## Exercise requirements
Output only the lines from the start of the entries through the line holding "### LINKED ISSUE". Each line must match the original exactly.

## Data for this exercise
====
PR #1131, opened 2026-09-10
fix(ble): advertise a paired profile to its bonded host only

### LINKED ISSUE #901: BLE profile switching unreliable with two bonded hosts in range — advertising is unfiltered, so the wrong host can take the connection
**Setup:** Corne split on nice!nano v2 (`nrf52840_ble` + `split` + `storage`), rev b982049, keyboard.toml config. Two computers on the same desk: one bonded to profile 0, the other to profile 1.

**What happens:** With both machines powered on, switching to profile 0 often never connects — the keyboard just keeps advertising (my status display shows the advertising state indefinitely, 60s+). Switching back to profile 1 works in 1-2s. If I turn Bluetooth off on the profile-1 machine, profile 0 connects fine. So the profiles themselves are fine, they just fight each other.

**What I found digging through the code:** `advertise()` in `rmk/src/ble/mod.rs` always uses `Advertisement::ConnectableScannableUndirected` with the default (unfiltered) `AdvFilterPolicy`, and the adv payload is identical for every profile. A profile only decides which bond gets loaded into the stack (`update_stack_bonds()`). So after a profile switch, every bonded host in range races for the same advertisement and the first CONNECT_IND wins. From reading the code (I don't have a debug probe attached, so this part is inferred, not logged): when the "wrong" host wins, encryption can't succeed against the loaded LTK, and while that connection lingers the keyboard isn't advertising — so the host the profile was actually switched to has no way in until the link drops and the race starts over.

The wireless docs say "If you've connected a host to a profile, other devices will not be able to connect to this profile without manually clearing it first" — that holds at the encryption level, but the other device can still *connect* and occupy the slot, which blocks the host the profile was switched to.

**Suggested fix (patched locally, tested today):** do what ZMK does — when the active profile has a bond, advertise only to that peer:

- `peripheral.set_filter_accept_list(&[peer_identity_addr])` before advertising
- `filter_policy: FilterConnAndScan` when the profile has a bond, `Unfiltered` when it's empty — so pairing new hosts still works, and BT_CLR returns the profile to open advertising
- I gated it on `identity.irk.is_some()`: a bond without an IRK can't be resolved from rotating private addresses, so those fall back to open advertising instead of risking locking that host out

trouble already syncs the controller resolving list from bond IRKs, so RPAs from macOS/Windows resolve before the connection is accepted, and nrf-sdc implements all the needed HCI commands (`LeAddDeviceToFilterAcceptList` etc.). The whole change is ~20 lines in `rmk/src/ble/mod.rs` plus two `ControllerCmdSync` bounds on `BleTransport`.

Tested it today over repeated switches between the two computers: the wrong machine no longer takes the connection slot, and the intended one reconnects each time (with normal host-side latency, a second or two). Before the patch, switching toward the second machine frequently hung in advertising forever.

Happy to open a PR if you'd take this.

aTomi412:
Closes #901

## Problem

Every host profile sends the same unfiltered HID advertisement. With two bonded hosts awake and in range, whichever answers first takes the profile. When it's the wrong one (it holds the key of another profile), encryption fails: the right host is locked out while that connection lingers, and at least Windows 11 (since KB5124008) stops auto-reconnecting after such a failure, so the keyboard only comes back after a manual connect from the host.

## Fix

- On a paired host profile, load the bonded host's identity address into the controller's filter accept list and advertise with `AdvFilterPolicy::FilterConnAndScan` (`Adv::BondedHost`). An unpaired profile still advertises openly, so pairing and `Clear BT` work as before. The existing early-disconnect check from #1024 stays as the second line of defense.
- Hosts that distribute an IRK (Windows, macOS, iOS, Android) connect from rotating private addresses. The controller can only match those against the accept list if it resolves them itself, so the nRF SoftDevice Controller is now built with `support_le_privacy()` (macro codegen and the Rust API examples). trouble-host already syncs the controller's resolving list from the loaded bond; on an SDC without LL privacy those commands were failing quietly.
- Falls back to open advertising when filtering can't work: a controller without LL privacy (checked once via `LeReadLocalSupportedFeatures`) for a bond that has an IRK, a split central with more than one peripheral (its connects rewrite the same accept list), or a failed `set_filter_accept_list`.

The dongle slot (`Adv::Directed` / `Adv::DongleSeeking`) and split peripheral advertising are unchanged.

## Notes for review

- `support_le_privacy()` is a behavior change for all nRF keyboards even without a filtered advertisement: the controller now enables address resolution once a bond with an IRK is loaded. There's no `SDC_MEM_*` term for privacy in `sdc.h`, so the memory pool sizes are unchanged, and the examples below build with the current constants.
- Rust API users need to add `.support_le_privacy()` to their SDC builder (noted in the changelog); without it the fallback path keeps them on today's behavior.

## Testing

- `cargo check`/`clippy` on `split,vial,storage,async_matrix,_ble`, `rynk,_ble,split,async_matrix,storage`, `vial,storage,_ble`, `dongle,vial,_ble,storage`, `split,vial,storage,_ble,subrating`.
- `cargo nextest run` (577 tests) on `rynk,_ble,split,async_matrix,storage`; one new unit test in `adv.rs`.
- Built for the target: `use_config/nrf52840_ble`, `use_config/nrf52840_ble_split`, `use_config/nrf52840_ble_split_dongle`, `use_rust/nrf52840_ble`, `use_rust/nrf52840_ble_split`, `use_rust/nrf52840_ble_split_dongle`, `use_rust/nrf52832_ble`, `use_rust/nrf54l15_ble`, `use_rust/nrf54lm20_ble`, `use_rust/nrf_dongle/central`.
- Hardware: not yet. I'm about to test this on a Cornix (nRF52840 split, one peripheral) against two Windows 11 hosts switching BT0/BT1, and will move the PR out of draft once that's done.

### DIFF
--- a/docs/docs/main/docs/features/wireless.md
+++ b/docs/docs/main/docs/features/wireless.md
@@ -63,7 +63,7 @@ Vial user keycodes can be configured to operate wireless profiles. Suppose that 
 
 Vial also provides a way to customize the displayed keycode, see `customKeycodes` in [this example](https://github.com/rmk-rs/rmk/blob/main/examples/use_rust/nrf52840_ble/vial.json). If `customKeycodes` are configured, the `User0` ~ `User(N+3)` will be displayed as `BT0`, ..., `Switch Output`.
 
-If you've connected a host to a profile, other devices will not be able to connect to this profile: the keyboard immediately disconnects any device that doesn't match the profile's stored bond. To pair a different host to that profile, clear it first, for example by holding the profile's key for 5 seconds.
+If you've connected a host to a profile, other devices will not be able to connect to this profile: the keyboard advertises to the bonded host alone, so another host that also knows the keyboard can't take the profile while switching between them, and it immediately disconnects any device that doesn't match the profile's stored bond. To pair a different host to that profile, clear it first, for example by holding the profile's key for 5 seconds.
 
 ## BLE Passkey Entry
 
--- a/examples/use_rust/nrf52832_ble/src/main.rs
+++ b/examples/use_rust/nrf52832_ble/src/main.rs
@@ -62,6 +62,7 @@ fn build_sdc<'d, const N: usize>(
     sdc::Builder::new()?
         .support_adv()
         .support_peripheral()
+        .support_le_privacy()
         .support_dle_peripheral()
         .support_phy_update_peripheral()
         .support_le_2m_phy()
--- a/examples/use_rust/nrf52840_ble/src/main.rs
+++ b/examples/use_rust/nrf52840_ble/src/main.rs
@@ -76,6 +76,7 @@ fn build_sdc<'d, const N: usize>(
     sdc::Builder::new()?
         .support_adv()
         .support_peripheral()
+        .support_le_privacy()
         .support_dle_peripheral()
         .support_phy_update_peripheral()
         .support_le_2m_phy()
--- a/examples/use_rust/nrf52840_ble_split/src/central.rs
+++ b/examples/use_rust/nrf52840_ble_split/src/central.rs
@@ -78,6 +78,7 @@ fn build_sdc<'d, const N: usize>(
         .support_central()
         .support_adv()
         .support_peripheral()
+        .support_le_privacy()
         .support_dle_peripheral()
         .support_dle_central()
         .support_phy_update_central()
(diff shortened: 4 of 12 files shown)


HaoboGu:
This is a behavior change. When the profile is bonded, but the bonded peer is not near the keyboard, switching to the bonded profile makes the keyboard completely "disappear".

PR #1137, opened 2026-09-10
refactor(keyboard): replace next_deadline()/fire_expired() with a DeadlineSet

jpds:
This branch takes the keyboard timers that were spread across separate systems (including the macro executor blocking the whole task at certain points) and moves everything into a `DeadlineSet` registry.

The old code tracked deadlines in two parallel, hand-maintained lists that had to stay in the same order; missing a clear left `run()` spinning on a deadline that never expires. `DeadlineSet` gives each timeout source a named slot, so the dispatcher clears every due slot before it fires.


HaoboGu:
tbh I don't like this approach, the code and the binary bloat a lot, but I don't see any gain from this PR

PR #1144, opened 2026-09-14
chore: sort `Cargo.toml` dependency tables with `cargo-sort`

jpds:
Large change, but it's just the output of running `cargo-sort@2.1.4` across the workspace with its defaults.

Also adds a CI job to enforce this sorting going forward.


jpds:
@HaoboGu Done - it now uses the `--grouped` flag to keep the sections separate.

HaoboGu:
what's the grouping rule? and the comments are verbose

jpds:
Simply the ordered blocks that the dependencies are in. `cargo-sort` itself doesn't have a way of enforcing a rule - which is the tradeoff with just having the sorted just sort everything.

I've trimmed down the comments.

HaoboGu:
so cargo-sort is not used anymore?

jpds:
It's still used - it's just that a 'group' from its perspective within the dependencies is a space-separated block.

I think it'll be better to revert back to having everything sorted - but with a comment of what the important dependencies are.

HaoboGu:
All local dependencies also need to be put on the top.
I feel that adding extra script & ci is not needed because sorting the dependencies is not a critical task. Just do it in one-shot

PR #1148, opened 2026-09-15
Support read & request in storage

HaoboGu:


techmech-keeb:
One set of fingerprint inputs looks missing: the `keyboard.toml` constants that shape stored values — `MACRO_SPACE_SIZE`, and `COMBO_SIZE`/`MORSE_SIZE` for the heapless containers.

I checked `MACRO_SPACE_SIZE` on this branch by building the storage tests twice with different values and feeding one build's flash image to the other. The fingerprint is identical for 256 and 128 (`0xc4f9db10`), so the change is not seen as a new firmware. Growing the value (128→256) then fails in the startup scan with `SerializationError` on the old `MacroData` and reaches the read-failure erase in `keymap.rs`; shrinking it (256→128) makes `fetch(StorageConfig)` in `Storage::new` fail with `BufferTooSmall(260)` while walking past the old item, so `kept` is false and the region is reinitialized. Either way every stored item is lost, just by different paths.

Mixing `MACRO_SPACE_SIZE` into the fingerprint would route both of its cases through the firmware-mismatch erase, which is what #1105 is about — I'll tighten the issue text, since its "256 to 128" example takes the second path. `COMBO_SIZE`/`MORSE_SIZE` only break when shrunk, so leaving them out may well be deliberate; I'm just noting they share the property. (Also seen on an RP2040 board: flashing a build that differs only in `macro_space_size` wipes the Vial macros, key edits and layout options.)

PR #88, opened 2025-12-19
use a root command for each gnome setting panel

pomdtr:
Instead of beeing grouped in a sublist, this PR allows you to open gnome settings panel from the root list of vicinae.

This match raycast behavior on macOS, where you can browse preferences tab from the root list

image


aurelleb:
going forward with this change as it makes more sense.

PR #98, opened 2025-12-24
fix(pass): fixes symlinked password entries

FredrikMWold:
The `dirent.isFile()` always returns falls when the file is a symlink.
This pr adds logic to handle that case


aurelleb:
good catch, thanks!

PR #99, opened 2025-12-25
fix(hypr-keybinds): use hyprctl for keybinds instead of config file

FredrikMWold:
This PR changes the keybinding loading mechanism from using a user-defined file to querying hyprctl for all active keybindings.

This makes it so users no longer need to configure or maintain a separate keybindings file.


aurelleb:
much easier to use that way, thanks. 
Idea for a next update: make the shortcut searchable by its command (searching 'vicinae') would bring up the vicinae shortcut if there is one.

PR #105, opened 2025-12-28
feat: add aria2-manager extension

ozer-01:
This PR adds a new extension called **Aria2 Manager**.

It provides a GUI interface within Vicinae to manage `aria2c` downloads without needing to use the terminal. It supports standard HTTP downloads, Magnet links, and video downloads via `yt-dlp` integration.

## Features

- **Quick Download:** Add downloads directly from the clipboard.
- **Smart Input:** Detects URLs (HTTP, Magnet, YouTube) automatically.
- **Task Control:** Pause, Resume, and Remove active tasks.
- **File Management:** Option to delete the actual file from the disk when removing a task.

### DIFF
--- a/extensions/aria2-manager/README.md
+++ b/extensions/aria2-manager/README.md
@@ -14,7 +14,7 @@ Control your downloads directly from Vicinae using Aria2 and yt-dlp. This extens
 
 ## Features
 
-* **Quick Download:** Add downloads directly from your system clipboard.
+* **Quick Download:** Fast way to add a download. You can pass a URL as an argument, or if left empty, it will automatically read from your clipboard.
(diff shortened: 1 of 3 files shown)


aurelleb (changes requested):
the quick download command is a bit misleading because it is not clear that it expects to read the url from the clipboard. you should probably  make the error message clearer or even better, allow the command to take an optional argument (use the `arguments` field in the manifest) and fallback on clipboard if the argument is not there

ozer-01:
thanks for the feedback I just pushed the updates. The `quick-add` command now accepts an optional `url` argument and prioritizes it over the clipboard. I also improved the error messages to be more specific and actionable instead of generic errors.

Ekran Görüntüsü_20251229_002901 pn111111

aurelleb:
thanks!

PR #106, opened 2025-12-28
feat(vscode-recents): add remote workspaces and window preferences

JacobDeuchert:
Thants for the great work. With my own workflow I found some issues with the vscode-recents extension.

This PR  fixes the following issues:
- Remote workspaces / folders not showing
- Sorting not working when no lastOpened property is present in vscode state

This PR adds:
- Preference to configure whether the workspace / folder should be opened in a new window, should reuse existing window or should be default (let vscode decide)

The code (especially the parsing of the remote authority) is inspired by MS PowerToys.

I only tested my own use case with normal vscode and dev containers. Maybe I find time to test codium / cursor with other remote targets like ssh and codespaces.

image

### DIFF
--- a/extensions/vscode-recents/src/helpers.ts
+++ b/extensions/vscode-recents/src/helpers.ts
@@ -33,9 +33,7 @@ export function decodeFileUri(uri: string): string {
 }
 
 export function getProjectLabel(projectType: ProjectType, projectPath: string, projectLabel: string | undefined = undefined): string {
-    const usedPath = projectLabel ?? projectPath;
-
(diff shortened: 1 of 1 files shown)


aurelleb:
works fine for me, @ShyAssassin  can you make sure it works fine for you too?

ShyAssassin:
LGTM but i do think something should be added to more easily tell if something is a dev container or a project from another machine (ssh), would probably be worth changing the icon of the project list entry depending on if it is local or not.
Or maybe just appended the machines name to the project name?
image

ShyAssassin (approved):

PR #107, opened 2025-12-29
Add Mise Extension

FredrikMWold:
### This PR adds a new extension called Mise.

It provides a GUI interface within Vicinae to manage mise tools without needing to use the terminal. It supports browsing the mise registry, installing specific versions, and switching between installed versions.

### Features
- Tool Overview: View all installed tools with version badges and active status.
- Install: Install tools from the mise registry.
- Version Picker: Browse and install specific versions of any tool.
- Version Switching: Activate different installed versions instantly.
- Uninstall: Remove versions you no longer need with confirmation.

image

### DIFF
--- a/extensions/hypr-keybinds/README.md
+++ b/extensions/hypr-keybinds/README.md
@@ -8,7 +8,7 @@ Look at what your binds are in a hyprland config file.
 
 ## Features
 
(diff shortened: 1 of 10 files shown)


aurelleb:
great one, thanks!

PR #131, opened 2026-01-19
feat: adds a simple Hyprland monitor extension

FredrikMWold:
New extension for managing Hyprland monitor configurations through Vicinae. 

Detects connected monitors and allows changing resolution, refresh rate, scaling, rotation, and positioning via a form interface. Includes a 10-second safety countdown to confirm changes or auto-revert. 

Configurations are persisted to vicinae-monitors.conf which is automatically sourced in the main Hyprland config.


extensions/hyprland-monitors/src/MonitorSettings.tsx
```diff
@@ -0,0 +1,164 @@
...
+    >
+      <Form.Description text={monitor.description} title="Monitor name" />
+      <Form.Description text={monitor.name} title="Port" />
+      <Form.Dropdown
+        id="resolution"
+        title="Resolution"
+        onChange={setMode}
+        value={mode}
+      >
+        {monitor.availableModes.map((mode) => {
```
aurelleb: you should dedupe the resolutions, for some reason it is possible under some setups for the same resolution to appear many times.

aurelleb (changes requested):
I agree with @fufexan here that modifying the Hyprland config as a default behavior is a bit too intrusive imo. It should probably be a secondary action on the apply changes view, "apply and save". And you could add a preference to decide which one should be the default, so that the user can tweak that.

Also, most of the other comments are probably weird edge cases stemming from the fact I'm using a single display split in two physical displays using PBP. But nevertheless, it should be handled correctly.

FredrikMWold:
@aurelleb I did not mean to close the PR.
I have fixed the things mentioned

PR #132, opened 2026-01-20
nix: don't unnecessarily use an ifd

0xda157:
IFDs are highly discouraged and there's no reason to use one here (now that https://github.com/vicinaehq/vicinae/pull/979 has been merged)


aurelleb:
thanks!

PR #144, opened 2026-02-02
feat: add 'color converter' extention

Costeer:
In essence, it's a tool for developers who frequently work with colors and need to quickly convert them between different representations or find their Tailwind CSS equivalents.

image

### Features
If the input is valid, it converts the color into the following formats:
- HEX
- RGB
- HSL
- CMYK
- HTML color name
- Tailwind color name

### Disclaimer
the extention is 100% written by Ai as i am not a react dev, i looked over the code and validated that everything lines up with the guidelines


extensions/color-converter/.direnv/bin/nix-direnv-reload
aurelleb: all the files under .direnv should not be commited, similarly the rest of the nix stuff

extensions/color-converter/flake.nix
aurelleb: do not commit

PR #154, opened 2026-02-10
ProtonVPN extension

Mujtaba1i:
This extension adds a new Vicinae extension that enables quick command-based control of ProtonVPN directly from Vicinae.

Features:

- Connect to ProtonVPN
- Disconnect from ProtonVPN
- Toggle VPN connection state
- View current VPN status
Repository:
https://github.com/Mujtaba1i/vicinae-protonvpn-extension

The extension builds successfully using the Vicinae SDK and is ready for store inclusion.


magnushinge:
Hey Mujiba.
I have 3 things I think you should add to this to make it more user friendly:
1. Add a screen that says you are missing the dependency proton-vpn-cli if it is not installed on the user's machine
2. If you are not logged in and try to use any of the commands, open a menu where you can log in, or if that is too hard since the CLI seems like a pain to work with, just a screen explaining that you are not logged in and how you can log in. Currently it just throws a "Command failed" which can easily confuse users
3. Add a split view in the "Dashboard" where you can see your network status instead of it being an independent menu, I think it makes more sense to just have it in the dashboard. 
Maybe take inspiration from how the bluetooth plugin did this:

Screenshot from 2026-03-19 23-47-21

PR #1644, opened 2023-02-09
Datatype refactoring (2/2)

gsakkis:
Follow up to https://github.com/TileDB-Inc/TileDB-Py/pull/1621; 274 fewer LOC to maintain.

- Replace `util` module with `datatypes`
- Extend `DataType.from_numpy()` to support "ascii" & "blob":
-  Simplify `Attr`, `Dim` and `DimLabelSchema` constructors using `DataType`; likewise for `GroupMetadata.__getitem__`
- Refactor `dim_for_column`, rename to `create_dim` and reuse it in `_schema_like_numpy`.


ihnorton (approved):

ihnorton:
Thanks @gsakkis.

PR #1684, opened 2023-03-07
Use architecture-specific libtiledb install path to get correct libti…

ihnorton:
…ledb on macOS-arm64

Fixes (correctly) the warning [here](https://dev.azure.com/TileDB-Inc/CI/_build/results?buildId=30693&view=logs&j=3094b6d3-484e-574d-e9ba-d762c1161906), which leads to an unusable wheel:
```
2023-03-07T17:50:21.2339550Z   ld: warning: ignoring file /Users/runner/work/1/.libtiledb_dist/1fb59c4410823c5f615661997021437d7223041a/lib/libtiledb.dylib, building for macOS-arm64 but attempting to link with file built for macOS-x86_64
```
when the x86_64 artifact gets pulled into the arm64 build variant due to identical cache key.


davisp (approved):
+1

PR #1700, opened 2023-03-13
Restore `__version__` variable.

thetorpedodog:
Someone *cough* accidentally deleted the `__version__` string variable when they refactored the way setuptools-scm handled versions. This brings it back while also subjecting the reader to the word “version” enough to reach semantic satiation.

### DIFF
--- a/tiledb/__init__.py
+++ b/tiledb/__init__.py
@@ -111,6 +111,7 @@ from .subarray import Subarray
 from .version_helper import version
 from .vfs import VFS, FileIO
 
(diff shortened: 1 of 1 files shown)


tiledb/__init__.py
```diff
@@ -111,6 +111,7 @@
 from .version_helper import version
 from .vfs import VFS, FileIO
 
+__version__ = version.version
```
johnkerl, line 114: ❤️

ihnorton (approved):

PR #1715, opened 2023-03-30
Addition of `Group(config=...)` and `Group.set_config`

nguyenv:
* Add `config` parameter to `Group` constructor and `set_config` to the high-level `Group` API. This will help relieve the excessive allocation of `Ctx` objects in the TileDB-SOMA-Py codebase as described in https://github.com/single-cell-data/TileDB-SOMA/issues/1169)
* Group unit tests now use timestamps instead of `time.sleep()`


johnkerl (approved):

johnkerl (approved):
✨

PR #1748, opened 2023-04-23
[WIP] Use certifi certs if available

ihnorton:
This avoids use of old certificates, matching behavior of many other packages. Fixes runtime certificate error in macOS-arm64 wheels for S3 backend.


ihnorton:
Fixed by https://github.com/TileDB-Inc/TileDB/pull/4059

Issue #1730, opened 2023-04-11
"unexpected object type in string conversion" when writing variable size attribute whose all items have size = 1


rouault:
Given
```python
import tiledb
import numpy as np
attr = tiledb.Attr("bool_field", dtype = np.bool_, var = True)
dimX = tiledb.Dim(name="_X", domain=(1, 4), tile=2, dtype=np.float64)
dimY = tiledb.Dim(name="_Y", domain=(1, 4), tile=2, dtype=np.float64)
dom = tiledb.Domain(dimX, dimY)
schema = tiledb.ArraySchema(domain=dom, sparse=True, attrs=[attr])
tiledb.Array.create("test_bool.tiledb", schema)
d1 = np.array([3,4,1,2])
d2 = np.array([3,4,2,1])
a = np.array(list([np.array([True], dtype=np.bool_), np.array([True], dtype=np.bool_), np.array([True], dtype=np.bool_), np.array([True], dtype=np.bool_)]), dtype=object,)
# a = np.array(list([np.array([True, False], dtype=np.bool_), np.array([True], dtype=np.bool_), np.array([True], dtype=np.bool_), np.array([True], dtype=np.bool_)]), dtype=object,)
with tiledb.open("test_bool.tiledb", 'w') as A:
    A[d1, d2] = {"bool_field": a}
```

this fails with:
```
Traceback (most recent call last):
  File "tiledb/libtiledb.pyx", line 151, in tiledb.libtiledb._write_array
tiledb.cc.TileDBError: Unexpected object type in string conversion (tiledb/npbuffer.cc:288)

The above exception was the direct cause of the following exception:

Traceback (most recent call last):
  File "<stdin>", line 2, in <module>
  File "tiledb/libtiledb.pyx", line 2692, in tiledb.libtiledb.SparseArrayImpl.__setitem__
  File "tiledb/libtiledb.pyx", line 2632, in tiledb.libtiledb._setitem_impl_sparse
  File "tiledb/libtiledb.pyx", line 153, in tiledb.libtiledb._write_array
tiledb.cc.TileDBError: Failed to convert buffer for attribute: 'bool_field'
```

This is due to all items in a[] having size 1. Uncommenting the commented line to have a[0] having two items makes it work

Tested on latest tiledb==0.21.2 and several earlier versions

PR #1767, opened 2023-05-04
Fix "unexpected object type in string conversion" error when using booleans

juliusgeo:
This fixes https://github.com/TileDB-Inc/TileDB-Py/issues/1730


juliusgeo:
@ihnorton I believe this is ready for review, it's a bit hard for me to tell which of the CI failures are expected, but it passes locally.

nguyenv (approved):
Thank you for the bug fix. I have rebased against current dev and made slight modifications to the unit test so that it runs properly against our linter.

PR #1774, opened 2023-05-26
Handle empty string passed to Query condition

Shelnutt2:
This treats an empty string `""` the same as None when applying a query condition. This is useful as users are passing strings for query condition and avoids the user needing to validate they've successfully built a condition before passing it in.


ihnorton (approved):
Lgtm as long as @nguyenv is ok with it.

ihnorton (approved):
Lgtm as long as @nguyenv is ok with it.

nguyenv:
I am still seeing `FAILED tiledb/tests/test_query_condition.py::QueryDeleteTest::test_qc_dense_empty - AttributeError: 'list' object has no attribute 'nbytes' `

nguyenv (approved):

PR #1795, opened 2023-06-24
[bugfix] `Group.close` now takes in `should_throw` argument

nguyenv:
* Set default to True


nguyenv:
Opps didn't notice #1793 was already up.

PR #1798, opened 2023-06-26
Fix macOS deployment target mismatch in nightly test build

ihnorton:


Shelnutt2 (approved):

nguyenv:
This is causing CI to fail due to a syntax error in the yaml file.

https://github.com/TileDB-Inc/TileDB-Py/actions/runs/5378233280
```
The workflow is not valid. .github/workflows/ci.yml (Line: 22, Col: 33): Unrecognized named-value: 'os'. Located at position 1 within expression: os == 'macos-11' && python-version in ['3.7', '3.8'] && '11.7' || '10.15'
```
I am taking a look ow

PR #1801, opened 2023-06-26
Correct Syntax Errors in `ci.yaml`

nguyenv:
https://github.com/TileDB-Inc/TileDB-Py/pull/1798#issuecomment-1607612327


nguyenv:
The error on macos-11, Python 3.7 is unrelated to these changes. It will be fixed in a subsequent PR.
====
## Problem solution
PR #1131, opened 2026-09-10
fix(ble): advertise a paired profile to its bonded host only

### LINKED ISSUE #901: BLE profile switching unreliable with two bonded hosts in range — advertising is unfiltered, so the wrong host can take the connection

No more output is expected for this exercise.